**TRY IT**
Using the listing below, copy exactly the lines from the one containing "PR #4036, opened 2022-11-04" to the one containing "-182,6 +182,7 @@", both lines included, and no others.

**INPUT DATA**
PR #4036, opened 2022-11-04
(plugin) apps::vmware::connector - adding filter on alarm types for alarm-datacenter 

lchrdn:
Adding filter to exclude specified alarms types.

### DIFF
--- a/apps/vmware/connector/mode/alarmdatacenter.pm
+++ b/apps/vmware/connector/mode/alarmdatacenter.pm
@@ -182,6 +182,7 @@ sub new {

==

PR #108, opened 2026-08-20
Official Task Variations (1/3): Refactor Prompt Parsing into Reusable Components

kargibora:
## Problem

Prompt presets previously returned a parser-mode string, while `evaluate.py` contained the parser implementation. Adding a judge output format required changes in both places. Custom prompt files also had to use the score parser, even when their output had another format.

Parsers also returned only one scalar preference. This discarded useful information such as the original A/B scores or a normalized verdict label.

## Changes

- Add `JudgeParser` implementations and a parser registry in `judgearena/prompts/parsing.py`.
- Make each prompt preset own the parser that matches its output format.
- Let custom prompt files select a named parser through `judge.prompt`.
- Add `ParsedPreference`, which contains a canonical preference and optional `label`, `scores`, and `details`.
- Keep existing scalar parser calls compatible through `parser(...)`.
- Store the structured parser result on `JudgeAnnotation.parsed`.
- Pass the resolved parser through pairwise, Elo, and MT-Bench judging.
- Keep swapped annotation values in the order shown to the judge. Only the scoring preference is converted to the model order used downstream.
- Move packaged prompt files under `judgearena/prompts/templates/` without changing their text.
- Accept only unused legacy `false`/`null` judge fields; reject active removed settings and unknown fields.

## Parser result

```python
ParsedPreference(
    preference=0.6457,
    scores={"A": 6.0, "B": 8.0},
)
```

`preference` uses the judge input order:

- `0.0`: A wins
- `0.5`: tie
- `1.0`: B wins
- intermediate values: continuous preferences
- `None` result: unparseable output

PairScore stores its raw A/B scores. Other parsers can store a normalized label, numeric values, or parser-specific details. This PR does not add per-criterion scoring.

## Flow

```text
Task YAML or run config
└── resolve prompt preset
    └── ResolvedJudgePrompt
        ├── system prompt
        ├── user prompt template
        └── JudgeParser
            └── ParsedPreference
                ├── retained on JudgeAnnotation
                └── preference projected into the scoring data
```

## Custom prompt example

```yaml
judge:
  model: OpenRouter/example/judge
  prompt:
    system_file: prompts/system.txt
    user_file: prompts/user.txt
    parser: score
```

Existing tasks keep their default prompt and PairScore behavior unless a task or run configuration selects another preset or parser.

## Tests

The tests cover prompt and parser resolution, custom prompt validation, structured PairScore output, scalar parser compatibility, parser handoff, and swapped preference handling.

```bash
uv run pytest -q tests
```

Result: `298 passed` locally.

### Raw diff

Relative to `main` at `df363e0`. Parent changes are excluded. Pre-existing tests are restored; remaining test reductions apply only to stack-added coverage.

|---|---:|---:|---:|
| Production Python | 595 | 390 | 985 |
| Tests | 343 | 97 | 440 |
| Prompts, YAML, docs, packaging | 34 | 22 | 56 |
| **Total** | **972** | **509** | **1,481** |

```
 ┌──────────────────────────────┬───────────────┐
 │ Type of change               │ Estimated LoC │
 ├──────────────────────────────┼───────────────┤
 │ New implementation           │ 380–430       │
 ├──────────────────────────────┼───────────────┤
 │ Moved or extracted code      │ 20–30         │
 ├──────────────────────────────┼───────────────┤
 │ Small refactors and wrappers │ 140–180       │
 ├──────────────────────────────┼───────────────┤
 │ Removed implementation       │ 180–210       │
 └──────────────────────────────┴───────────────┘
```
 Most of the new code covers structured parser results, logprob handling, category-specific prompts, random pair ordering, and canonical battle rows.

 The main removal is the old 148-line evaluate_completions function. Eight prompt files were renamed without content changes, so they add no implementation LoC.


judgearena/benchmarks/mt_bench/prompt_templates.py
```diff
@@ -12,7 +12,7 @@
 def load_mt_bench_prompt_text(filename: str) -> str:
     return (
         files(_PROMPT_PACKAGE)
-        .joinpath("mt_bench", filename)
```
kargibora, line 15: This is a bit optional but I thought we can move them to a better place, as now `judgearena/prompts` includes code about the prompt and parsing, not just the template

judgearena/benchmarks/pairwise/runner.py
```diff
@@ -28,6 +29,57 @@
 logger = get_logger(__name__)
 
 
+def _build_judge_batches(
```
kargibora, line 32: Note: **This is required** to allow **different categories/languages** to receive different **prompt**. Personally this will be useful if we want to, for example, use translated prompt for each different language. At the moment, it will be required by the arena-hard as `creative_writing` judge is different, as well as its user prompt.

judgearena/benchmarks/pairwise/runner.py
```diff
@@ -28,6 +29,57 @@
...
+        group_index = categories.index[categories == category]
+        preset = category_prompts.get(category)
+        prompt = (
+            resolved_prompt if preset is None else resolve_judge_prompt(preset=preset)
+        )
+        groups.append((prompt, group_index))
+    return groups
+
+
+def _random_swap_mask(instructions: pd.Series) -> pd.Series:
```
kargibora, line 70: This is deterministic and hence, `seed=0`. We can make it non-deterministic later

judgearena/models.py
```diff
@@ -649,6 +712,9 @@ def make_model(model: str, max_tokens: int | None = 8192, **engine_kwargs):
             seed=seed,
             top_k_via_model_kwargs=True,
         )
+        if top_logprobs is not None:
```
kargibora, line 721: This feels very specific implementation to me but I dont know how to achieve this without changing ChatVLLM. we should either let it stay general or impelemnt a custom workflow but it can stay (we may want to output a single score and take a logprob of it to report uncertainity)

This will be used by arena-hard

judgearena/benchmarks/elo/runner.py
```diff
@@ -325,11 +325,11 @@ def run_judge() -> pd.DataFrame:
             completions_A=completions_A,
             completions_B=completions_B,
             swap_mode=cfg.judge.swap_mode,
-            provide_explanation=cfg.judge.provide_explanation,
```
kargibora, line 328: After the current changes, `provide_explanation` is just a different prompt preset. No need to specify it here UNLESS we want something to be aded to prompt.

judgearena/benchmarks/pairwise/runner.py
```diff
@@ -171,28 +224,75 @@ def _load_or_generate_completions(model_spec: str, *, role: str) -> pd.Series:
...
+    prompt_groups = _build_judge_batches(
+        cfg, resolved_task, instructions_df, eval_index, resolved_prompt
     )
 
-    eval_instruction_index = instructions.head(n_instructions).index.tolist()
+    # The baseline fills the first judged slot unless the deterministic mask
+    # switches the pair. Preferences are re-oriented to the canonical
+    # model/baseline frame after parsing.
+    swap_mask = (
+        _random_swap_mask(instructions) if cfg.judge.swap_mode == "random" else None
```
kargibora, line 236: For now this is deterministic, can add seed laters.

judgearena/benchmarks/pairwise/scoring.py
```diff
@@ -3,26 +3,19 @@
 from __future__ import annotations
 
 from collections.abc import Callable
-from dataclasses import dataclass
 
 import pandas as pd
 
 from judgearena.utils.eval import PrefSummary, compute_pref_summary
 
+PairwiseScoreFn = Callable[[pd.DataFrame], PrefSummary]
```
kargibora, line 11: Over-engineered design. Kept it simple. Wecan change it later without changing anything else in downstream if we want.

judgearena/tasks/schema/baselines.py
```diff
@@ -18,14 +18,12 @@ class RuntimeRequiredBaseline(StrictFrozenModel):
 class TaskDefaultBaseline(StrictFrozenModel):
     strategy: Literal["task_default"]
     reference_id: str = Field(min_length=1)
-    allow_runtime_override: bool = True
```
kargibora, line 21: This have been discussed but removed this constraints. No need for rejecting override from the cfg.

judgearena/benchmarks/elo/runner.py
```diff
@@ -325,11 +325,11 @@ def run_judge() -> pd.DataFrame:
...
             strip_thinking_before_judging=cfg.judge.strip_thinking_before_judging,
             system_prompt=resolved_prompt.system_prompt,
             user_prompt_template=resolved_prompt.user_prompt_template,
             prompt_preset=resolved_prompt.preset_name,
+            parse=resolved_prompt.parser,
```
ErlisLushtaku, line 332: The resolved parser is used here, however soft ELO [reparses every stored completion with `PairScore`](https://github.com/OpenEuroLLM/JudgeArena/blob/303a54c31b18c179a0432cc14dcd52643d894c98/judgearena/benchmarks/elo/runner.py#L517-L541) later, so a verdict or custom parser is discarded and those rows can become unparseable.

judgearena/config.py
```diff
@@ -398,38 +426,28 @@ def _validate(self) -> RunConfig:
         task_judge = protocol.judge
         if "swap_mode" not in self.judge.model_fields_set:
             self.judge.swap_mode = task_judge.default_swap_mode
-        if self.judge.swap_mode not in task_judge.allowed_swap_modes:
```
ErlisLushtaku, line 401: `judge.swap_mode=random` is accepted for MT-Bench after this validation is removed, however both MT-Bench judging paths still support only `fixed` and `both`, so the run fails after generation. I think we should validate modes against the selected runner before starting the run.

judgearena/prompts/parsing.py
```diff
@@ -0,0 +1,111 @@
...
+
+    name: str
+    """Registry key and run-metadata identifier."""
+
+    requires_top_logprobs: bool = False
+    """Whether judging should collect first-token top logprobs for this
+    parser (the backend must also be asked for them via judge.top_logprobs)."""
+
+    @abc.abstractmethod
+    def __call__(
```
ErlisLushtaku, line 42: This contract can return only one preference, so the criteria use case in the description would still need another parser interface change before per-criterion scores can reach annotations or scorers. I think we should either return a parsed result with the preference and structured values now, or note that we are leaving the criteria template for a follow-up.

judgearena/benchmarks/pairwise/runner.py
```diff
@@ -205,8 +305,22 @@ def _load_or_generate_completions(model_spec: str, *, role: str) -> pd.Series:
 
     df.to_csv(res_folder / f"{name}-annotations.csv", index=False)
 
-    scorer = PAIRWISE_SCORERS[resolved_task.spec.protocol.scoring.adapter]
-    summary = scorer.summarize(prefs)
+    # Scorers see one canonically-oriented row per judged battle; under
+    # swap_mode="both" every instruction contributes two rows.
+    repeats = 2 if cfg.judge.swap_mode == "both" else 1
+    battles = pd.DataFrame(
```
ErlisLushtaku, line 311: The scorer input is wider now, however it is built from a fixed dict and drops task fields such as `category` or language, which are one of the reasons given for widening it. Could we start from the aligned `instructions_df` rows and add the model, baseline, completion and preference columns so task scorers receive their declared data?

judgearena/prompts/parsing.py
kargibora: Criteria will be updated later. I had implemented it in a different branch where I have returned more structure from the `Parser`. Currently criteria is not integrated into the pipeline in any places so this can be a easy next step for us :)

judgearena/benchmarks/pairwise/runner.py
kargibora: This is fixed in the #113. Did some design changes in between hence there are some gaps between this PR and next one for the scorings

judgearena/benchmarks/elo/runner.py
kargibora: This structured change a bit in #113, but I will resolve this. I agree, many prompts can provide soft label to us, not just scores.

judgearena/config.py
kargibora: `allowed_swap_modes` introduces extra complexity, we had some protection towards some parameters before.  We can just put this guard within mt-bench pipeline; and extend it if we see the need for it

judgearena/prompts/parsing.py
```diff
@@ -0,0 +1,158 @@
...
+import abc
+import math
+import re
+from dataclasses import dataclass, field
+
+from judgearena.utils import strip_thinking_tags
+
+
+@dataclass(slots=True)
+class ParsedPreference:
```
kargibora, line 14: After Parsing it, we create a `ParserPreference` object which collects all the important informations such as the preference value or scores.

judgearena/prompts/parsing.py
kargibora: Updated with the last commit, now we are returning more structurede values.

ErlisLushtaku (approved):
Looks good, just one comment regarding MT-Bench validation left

**EXERCISE ANSWER**
PR #4036, opened 2022-11-04
(plugin) apps::vmware::connector - adding filter on alarm types for alarm-datacenter 

lchrdn:
Adding filter to exclude specified alarms types.

### DIFF
--- a/apps/vmware/connector/mode/alarmdatacenter.pm
+++ b/apps/vmware/connector/mode/alarmdatacenter.pm
@@ -182,6 +182,7 @@ sub new {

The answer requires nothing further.